SUPPLIED DATA:
.....

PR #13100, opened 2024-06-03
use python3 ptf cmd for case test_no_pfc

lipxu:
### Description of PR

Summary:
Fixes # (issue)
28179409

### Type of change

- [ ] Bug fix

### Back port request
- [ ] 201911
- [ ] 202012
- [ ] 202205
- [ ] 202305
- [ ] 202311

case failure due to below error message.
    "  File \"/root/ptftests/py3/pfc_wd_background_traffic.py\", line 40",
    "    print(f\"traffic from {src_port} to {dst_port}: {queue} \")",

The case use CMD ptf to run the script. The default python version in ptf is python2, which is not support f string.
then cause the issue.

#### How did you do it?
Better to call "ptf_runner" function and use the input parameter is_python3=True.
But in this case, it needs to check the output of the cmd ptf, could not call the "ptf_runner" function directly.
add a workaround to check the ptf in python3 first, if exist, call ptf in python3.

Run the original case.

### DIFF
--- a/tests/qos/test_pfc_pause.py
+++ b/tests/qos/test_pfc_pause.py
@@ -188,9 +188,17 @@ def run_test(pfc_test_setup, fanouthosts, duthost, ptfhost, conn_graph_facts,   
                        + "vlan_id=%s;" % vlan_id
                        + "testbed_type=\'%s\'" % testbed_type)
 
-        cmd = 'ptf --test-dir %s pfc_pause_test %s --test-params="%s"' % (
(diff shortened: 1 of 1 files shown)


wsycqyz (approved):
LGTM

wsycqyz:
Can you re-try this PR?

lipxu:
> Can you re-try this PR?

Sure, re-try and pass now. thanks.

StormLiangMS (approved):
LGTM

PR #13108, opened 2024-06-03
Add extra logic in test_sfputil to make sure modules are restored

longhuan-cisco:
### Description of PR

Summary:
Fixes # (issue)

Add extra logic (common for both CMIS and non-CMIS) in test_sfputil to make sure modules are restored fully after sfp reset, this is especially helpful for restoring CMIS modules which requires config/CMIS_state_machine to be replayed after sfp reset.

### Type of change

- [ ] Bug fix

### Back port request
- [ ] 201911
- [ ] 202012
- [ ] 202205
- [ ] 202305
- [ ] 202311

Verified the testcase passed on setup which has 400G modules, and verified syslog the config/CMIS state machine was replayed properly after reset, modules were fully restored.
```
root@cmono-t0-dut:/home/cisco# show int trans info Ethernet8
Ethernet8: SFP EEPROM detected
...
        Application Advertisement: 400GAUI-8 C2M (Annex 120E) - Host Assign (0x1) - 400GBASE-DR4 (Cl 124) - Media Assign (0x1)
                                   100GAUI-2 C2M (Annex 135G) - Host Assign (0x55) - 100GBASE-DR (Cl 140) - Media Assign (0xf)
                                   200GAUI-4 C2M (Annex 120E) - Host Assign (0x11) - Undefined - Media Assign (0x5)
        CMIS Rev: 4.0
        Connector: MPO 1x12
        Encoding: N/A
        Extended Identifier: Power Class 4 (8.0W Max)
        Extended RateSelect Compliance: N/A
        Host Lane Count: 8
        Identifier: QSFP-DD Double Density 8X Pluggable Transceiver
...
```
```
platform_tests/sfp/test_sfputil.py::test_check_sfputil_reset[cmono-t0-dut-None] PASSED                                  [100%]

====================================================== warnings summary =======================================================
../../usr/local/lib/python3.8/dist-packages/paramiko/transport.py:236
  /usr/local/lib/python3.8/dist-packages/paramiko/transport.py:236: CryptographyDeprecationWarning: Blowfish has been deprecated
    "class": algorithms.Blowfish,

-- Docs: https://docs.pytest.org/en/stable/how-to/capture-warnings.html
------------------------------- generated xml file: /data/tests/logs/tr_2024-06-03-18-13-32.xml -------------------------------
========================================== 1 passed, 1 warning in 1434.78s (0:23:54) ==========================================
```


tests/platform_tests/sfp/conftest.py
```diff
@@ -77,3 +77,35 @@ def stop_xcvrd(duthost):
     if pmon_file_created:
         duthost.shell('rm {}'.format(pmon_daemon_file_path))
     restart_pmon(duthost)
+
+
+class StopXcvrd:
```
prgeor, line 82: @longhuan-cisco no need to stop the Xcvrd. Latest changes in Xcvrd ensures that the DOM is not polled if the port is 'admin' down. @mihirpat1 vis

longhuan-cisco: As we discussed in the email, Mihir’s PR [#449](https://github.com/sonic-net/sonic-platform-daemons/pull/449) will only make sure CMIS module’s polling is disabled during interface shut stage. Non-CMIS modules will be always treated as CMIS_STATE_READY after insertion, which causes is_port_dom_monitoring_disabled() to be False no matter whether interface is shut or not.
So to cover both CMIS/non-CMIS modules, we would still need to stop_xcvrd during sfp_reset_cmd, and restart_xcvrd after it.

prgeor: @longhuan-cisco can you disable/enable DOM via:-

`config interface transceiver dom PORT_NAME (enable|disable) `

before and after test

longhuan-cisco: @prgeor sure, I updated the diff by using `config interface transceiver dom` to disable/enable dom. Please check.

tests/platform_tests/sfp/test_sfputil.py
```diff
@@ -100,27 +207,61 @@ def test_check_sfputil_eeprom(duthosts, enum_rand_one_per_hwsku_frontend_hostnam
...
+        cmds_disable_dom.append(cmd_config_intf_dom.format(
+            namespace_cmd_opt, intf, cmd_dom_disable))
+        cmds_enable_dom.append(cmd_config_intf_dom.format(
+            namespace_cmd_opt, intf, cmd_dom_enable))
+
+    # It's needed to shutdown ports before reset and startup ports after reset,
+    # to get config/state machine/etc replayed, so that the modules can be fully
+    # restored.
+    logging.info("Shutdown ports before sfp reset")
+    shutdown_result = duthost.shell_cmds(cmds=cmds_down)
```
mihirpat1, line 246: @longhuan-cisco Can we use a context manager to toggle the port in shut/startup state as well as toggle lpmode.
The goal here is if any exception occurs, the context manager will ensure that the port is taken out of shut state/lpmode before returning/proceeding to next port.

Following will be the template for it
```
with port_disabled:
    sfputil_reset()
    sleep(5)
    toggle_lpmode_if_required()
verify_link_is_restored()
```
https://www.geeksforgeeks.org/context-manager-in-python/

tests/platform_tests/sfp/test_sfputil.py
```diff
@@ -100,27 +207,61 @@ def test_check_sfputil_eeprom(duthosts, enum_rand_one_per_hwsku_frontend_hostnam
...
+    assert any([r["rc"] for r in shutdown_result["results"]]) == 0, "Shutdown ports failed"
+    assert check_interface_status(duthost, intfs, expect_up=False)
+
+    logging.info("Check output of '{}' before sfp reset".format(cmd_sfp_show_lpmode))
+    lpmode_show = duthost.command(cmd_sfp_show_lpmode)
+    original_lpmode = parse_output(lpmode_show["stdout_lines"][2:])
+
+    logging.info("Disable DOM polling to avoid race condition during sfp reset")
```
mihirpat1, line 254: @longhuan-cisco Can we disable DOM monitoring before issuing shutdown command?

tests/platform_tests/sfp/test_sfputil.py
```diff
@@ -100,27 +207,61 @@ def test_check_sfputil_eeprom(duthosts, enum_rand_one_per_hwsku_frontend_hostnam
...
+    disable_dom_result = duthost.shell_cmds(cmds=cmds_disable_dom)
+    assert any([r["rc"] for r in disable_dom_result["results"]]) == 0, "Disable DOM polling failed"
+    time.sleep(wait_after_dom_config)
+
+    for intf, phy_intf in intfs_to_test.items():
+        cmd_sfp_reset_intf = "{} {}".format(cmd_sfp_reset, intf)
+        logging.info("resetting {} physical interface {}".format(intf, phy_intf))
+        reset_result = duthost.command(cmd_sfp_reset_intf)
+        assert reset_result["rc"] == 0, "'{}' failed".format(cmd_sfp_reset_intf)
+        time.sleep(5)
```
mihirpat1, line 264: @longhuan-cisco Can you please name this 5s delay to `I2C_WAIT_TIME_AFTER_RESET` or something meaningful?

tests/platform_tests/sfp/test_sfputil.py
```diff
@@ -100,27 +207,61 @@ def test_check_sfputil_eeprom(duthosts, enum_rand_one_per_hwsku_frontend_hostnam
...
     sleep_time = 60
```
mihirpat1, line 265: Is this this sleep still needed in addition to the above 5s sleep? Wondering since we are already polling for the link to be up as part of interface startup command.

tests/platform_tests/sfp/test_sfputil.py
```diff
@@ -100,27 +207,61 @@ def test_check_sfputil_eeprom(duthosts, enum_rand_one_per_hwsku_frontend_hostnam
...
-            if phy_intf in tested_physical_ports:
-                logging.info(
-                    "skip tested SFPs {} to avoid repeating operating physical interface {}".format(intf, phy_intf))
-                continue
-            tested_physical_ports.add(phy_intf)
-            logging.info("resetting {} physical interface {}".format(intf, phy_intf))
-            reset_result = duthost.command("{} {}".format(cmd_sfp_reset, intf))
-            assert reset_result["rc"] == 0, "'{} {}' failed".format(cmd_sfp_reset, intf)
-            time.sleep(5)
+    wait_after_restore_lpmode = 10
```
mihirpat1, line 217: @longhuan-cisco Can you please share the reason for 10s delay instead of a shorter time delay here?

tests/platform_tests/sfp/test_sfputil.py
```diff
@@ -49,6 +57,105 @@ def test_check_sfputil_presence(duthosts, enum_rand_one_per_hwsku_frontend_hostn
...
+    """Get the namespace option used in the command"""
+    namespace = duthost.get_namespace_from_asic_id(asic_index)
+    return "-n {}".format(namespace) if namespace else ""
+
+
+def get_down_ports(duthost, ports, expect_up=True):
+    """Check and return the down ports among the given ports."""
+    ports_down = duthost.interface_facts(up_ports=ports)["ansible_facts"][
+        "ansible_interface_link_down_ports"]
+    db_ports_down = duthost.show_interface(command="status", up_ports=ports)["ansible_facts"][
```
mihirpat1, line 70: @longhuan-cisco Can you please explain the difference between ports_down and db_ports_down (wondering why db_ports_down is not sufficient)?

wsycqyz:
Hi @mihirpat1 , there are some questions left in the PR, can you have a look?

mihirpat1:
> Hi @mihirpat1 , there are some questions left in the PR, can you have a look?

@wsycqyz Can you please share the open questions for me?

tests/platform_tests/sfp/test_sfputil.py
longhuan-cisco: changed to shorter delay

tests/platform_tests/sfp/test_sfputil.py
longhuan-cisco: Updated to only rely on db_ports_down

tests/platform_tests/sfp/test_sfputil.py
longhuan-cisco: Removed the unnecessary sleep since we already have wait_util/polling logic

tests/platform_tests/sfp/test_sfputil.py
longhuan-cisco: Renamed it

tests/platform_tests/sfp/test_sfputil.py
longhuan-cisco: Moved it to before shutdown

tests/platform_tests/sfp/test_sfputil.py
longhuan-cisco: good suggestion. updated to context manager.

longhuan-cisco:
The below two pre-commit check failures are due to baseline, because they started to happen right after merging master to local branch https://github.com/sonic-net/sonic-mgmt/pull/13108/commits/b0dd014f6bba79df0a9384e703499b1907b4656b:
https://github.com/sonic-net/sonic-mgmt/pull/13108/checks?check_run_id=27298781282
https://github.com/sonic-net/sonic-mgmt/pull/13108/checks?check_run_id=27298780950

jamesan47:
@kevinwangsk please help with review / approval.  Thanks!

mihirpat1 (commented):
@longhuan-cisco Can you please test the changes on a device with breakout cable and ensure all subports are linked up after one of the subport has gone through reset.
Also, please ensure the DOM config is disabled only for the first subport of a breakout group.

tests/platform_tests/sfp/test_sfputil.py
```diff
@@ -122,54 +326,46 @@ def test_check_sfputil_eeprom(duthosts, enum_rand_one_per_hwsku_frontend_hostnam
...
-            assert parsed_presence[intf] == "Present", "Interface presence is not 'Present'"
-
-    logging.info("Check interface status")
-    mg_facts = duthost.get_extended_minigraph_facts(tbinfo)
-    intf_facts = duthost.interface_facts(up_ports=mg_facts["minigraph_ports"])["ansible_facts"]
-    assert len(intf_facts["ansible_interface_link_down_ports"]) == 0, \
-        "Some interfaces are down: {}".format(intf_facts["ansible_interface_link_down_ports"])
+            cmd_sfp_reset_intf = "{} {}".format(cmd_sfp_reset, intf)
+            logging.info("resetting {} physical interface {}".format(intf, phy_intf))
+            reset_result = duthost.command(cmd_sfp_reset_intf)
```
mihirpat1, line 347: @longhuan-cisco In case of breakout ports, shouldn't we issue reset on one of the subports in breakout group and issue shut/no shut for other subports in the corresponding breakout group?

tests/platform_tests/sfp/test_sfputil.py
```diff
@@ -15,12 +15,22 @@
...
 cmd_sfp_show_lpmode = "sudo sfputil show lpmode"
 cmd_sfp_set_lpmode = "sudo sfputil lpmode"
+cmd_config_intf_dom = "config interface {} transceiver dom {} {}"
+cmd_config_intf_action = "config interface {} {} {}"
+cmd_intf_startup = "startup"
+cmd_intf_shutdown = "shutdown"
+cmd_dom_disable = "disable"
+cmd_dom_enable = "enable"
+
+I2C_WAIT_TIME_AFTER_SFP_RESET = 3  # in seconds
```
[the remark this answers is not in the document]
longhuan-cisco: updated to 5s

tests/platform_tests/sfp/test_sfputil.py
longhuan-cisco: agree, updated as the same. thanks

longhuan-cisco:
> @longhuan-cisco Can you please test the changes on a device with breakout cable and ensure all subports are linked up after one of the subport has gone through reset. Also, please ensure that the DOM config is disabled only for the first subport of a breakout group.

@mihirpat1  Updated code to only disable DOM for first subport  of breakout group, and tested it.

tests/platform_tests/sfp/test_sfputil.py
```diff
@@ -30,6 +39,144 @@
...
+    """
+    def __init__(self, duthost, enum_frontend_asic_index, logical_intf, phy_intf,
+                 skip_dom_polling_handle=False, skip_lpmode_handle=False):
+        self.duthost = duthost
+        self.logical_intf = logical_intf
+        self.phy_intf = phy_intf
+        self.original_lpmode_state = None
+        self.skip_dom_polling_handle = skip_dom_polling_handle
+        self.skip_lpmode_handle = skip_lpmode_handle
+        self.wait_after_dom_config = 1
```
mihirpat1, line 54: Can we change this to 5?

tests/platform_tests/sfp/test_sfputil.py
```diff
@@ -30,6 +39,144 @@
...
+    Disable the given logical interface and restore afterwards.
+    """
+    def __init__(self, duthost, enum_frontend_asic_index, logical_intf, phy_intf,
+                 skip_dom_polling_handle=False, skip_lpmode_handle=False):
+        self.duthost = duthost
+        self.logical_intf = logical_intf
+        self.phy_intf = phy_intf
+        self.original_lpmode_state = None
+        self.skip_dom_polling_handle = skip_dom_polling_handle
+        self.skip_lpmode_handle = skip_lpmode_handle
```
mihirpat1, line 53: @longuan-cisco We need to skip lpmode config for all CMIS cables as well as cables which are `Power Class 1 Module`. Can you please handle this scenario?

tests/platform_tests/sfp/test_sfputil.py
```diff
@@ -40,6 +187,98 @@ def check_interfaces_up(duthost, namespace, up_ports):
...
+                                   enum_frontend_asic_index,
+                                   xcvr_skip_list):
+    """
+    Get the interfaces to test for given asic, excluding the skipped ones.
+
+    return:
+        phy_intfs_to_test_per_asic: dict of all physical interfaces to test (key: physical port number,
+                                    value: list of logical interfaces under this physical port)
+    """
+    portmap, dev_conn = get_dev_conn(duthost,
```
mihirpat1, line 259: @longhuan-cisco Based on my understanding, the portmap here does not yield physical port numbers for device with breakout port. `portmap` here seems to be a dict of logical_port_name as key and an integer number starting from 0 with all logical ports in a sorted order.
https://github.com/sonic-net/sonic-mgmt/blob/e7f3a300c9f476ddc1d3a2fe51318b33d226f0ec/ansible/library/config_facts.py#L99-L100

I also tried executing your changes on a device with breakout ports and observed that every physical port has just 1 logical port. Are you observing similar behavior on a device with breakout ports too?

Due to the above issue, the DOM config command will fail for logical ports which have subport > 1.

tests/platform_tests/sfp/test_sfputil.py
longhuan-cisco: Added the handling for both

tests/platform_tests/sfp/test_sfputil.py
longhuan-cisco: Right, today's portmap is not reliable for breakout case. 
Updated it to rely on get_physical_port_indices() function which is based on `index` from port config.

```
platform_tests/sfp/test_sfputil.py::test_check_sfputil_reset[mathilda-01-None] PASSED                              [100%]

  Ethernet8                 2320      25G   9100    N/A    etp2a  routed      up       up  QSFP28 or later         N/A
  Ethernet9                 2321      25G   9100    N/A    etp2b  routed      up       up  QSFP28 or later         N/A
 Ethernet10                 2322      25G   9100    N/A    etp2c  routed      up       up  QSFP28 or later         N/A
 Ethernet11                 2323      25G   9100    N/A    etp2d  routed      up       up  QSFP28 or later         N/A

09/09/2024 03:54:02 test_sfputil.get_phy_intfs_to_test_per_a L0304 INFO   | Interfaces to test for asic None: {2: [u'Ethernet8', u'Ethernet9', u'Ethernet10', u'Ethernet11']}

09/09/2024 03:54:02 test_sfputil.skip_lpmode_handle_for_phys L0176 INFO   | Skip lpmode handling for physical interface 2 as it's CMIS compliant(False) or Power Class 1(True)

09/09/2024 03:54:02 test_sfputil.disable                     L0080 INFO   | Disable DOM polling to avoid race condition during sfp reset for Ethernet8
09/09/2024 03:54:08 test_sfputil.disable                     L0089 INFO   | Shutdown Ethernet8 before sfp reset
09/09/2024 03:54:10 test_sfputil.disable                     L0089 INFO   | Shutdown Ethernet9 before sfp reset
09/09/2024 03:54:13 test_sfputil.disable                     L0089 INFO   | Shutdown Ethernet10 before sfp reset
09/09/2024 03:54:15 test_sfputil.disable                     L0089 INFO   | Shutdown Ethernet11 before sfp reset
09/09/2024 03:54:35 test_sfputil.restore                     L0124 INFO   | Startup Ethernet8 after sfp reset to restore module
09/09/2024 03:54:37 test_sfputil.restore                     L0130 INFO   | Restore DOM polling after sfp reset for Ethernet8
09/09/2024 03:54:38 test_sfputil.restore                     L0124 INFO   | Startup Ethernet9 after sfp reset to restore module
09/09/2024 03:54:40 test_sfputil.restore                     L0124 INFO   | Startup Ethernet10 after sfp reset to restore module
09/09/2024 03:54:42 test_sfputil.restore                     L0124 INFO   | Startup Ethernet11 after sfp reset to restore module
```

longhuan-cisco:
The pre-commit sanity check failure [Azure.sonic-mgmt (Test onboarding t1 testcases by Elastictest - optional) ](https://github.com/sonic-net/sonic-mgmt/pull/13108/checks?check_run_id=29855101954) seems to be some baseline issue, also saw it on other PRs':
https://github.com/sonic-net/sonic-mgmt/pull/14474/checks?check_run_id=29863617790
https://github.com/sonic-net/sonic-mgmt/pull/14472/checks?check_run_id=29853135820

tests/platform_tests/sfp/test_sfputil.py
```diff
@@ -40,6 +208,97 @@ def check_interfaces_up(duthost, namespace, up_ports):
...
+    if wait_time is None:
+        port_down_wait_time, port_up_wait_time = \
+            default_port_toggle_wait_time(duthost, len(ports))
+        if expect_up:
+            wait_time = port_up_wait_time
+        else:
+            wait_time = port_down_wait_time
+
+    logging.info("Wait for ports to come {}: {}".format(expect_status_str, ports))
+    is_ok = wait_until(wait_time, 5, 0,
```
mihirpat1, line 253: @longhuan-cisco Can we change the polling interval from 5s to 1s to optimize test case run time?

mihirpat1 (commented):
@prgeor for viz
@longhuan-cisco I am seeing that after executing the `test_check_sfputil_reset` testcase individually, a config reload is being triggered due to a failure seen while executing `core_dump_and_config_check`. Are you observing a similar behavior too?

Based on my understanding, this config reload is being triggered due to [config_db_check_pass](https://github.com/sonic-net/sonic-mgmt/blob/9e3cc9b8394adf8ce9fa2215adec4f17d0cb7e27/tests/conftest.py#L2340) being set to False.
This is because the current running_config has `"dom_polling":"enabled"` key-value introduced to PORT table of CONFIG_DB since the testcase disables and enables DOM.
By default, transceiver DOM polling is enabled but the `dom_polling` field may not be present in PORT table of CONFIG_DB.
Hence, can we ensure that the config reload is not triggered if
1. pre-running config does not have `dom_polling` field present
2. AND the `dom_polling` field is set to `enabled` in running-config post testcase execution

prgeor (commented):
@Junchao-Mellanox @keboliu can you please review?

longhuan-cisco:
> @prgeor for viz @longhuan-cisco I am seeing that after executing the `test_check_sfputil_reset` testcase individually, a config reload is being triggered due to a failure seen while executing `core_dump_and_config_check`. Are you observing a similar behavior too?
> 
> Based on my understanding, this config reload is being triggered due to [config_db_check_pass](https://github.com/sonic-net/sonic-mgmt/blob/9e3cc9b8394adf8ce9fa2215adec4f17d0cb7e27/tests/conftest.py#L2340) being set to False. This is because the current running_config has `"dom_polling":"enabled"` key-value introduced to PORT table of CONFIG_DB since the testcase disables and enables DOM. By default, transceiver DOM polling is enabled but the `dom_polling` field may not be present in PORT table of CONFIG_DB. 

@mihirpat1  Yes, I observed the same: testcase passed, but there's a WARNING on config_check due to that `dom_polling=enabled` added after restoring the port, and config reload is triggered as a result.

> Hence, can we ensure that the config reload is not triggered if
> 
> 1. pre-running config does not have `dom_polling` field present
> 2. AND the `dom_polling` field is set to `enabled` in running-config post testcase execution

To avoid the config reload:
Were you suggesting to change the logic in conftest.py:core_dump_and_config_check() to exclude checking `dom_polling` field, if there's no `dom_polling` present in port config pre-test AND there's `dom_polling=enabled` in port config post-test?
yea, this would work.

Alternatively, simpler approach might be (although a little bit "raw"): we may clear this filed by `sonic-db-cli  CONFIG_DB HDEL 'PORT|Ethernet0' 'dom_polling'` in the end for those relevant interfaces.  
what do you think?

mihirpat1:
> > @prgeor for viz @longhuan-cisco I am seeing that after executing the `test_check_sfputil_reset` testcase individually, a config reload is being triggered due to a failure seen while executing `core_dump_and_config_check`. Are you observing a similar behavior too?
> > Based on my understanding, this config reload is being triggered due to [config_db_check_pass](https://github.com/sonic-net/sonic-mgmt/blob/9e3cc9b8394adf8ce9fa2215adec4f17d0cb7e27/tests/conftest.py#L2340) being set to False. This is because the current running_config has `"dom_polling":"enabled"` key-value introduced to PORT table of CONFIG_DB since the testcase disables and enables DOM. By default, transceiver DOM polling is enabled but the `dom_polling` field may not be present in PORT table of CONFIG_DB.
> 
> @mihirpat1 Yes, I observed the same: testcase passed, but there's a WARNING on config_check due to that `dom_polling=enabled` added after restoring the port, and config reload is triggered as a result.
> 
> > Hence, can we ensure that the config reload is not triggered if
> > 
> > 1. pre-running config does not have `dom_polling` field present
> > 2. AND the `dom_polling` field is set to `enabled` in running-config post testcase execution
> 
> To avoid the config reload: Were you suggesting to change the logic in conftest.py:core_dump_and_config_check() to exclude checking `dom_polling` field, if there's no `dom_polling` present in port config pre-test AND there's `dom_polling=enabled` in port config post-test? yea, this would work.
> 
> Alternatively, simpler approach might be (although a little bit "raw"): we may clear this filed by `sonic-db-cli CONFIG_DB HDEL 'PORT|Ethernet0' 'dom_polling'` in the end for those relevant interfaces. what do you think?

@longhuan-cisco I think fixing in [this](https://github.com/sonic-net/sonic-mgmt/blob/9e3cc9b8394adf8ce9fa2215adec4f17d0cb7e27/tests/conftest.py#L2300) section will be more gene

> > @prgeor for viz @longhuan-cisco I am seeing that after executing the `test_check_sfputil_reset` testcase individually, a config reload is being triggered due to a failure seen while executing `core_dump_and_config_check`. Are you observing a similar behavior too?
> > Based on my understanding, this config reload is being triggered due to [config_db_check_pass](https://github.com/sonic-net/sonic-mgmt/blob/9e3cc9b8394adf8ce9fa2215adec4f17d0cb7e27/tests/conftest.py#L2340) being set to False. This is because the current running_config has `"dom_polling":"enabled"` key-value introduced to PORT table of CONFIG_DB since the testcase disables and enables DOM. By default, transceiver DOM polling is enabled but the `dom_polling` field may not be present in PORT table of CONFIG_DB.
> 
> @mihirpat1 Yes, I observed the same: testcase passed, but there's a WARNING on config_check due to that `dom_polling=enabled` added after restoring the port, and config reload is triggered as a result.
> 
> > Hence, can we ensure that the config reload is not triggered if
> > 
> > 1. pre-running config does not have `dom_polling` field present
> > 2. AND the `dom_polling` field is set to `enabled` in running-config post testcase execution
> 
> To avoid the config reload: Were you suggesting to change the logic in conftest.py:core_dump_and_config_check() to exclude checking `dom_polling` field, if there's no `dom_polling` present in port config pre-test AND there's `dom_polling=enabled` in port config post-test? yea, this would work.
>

.....

TASK DETAILS:
Going through the data above, count the lines where the string "well" appears, and answer with only that number.

TASK OUTPUT:
2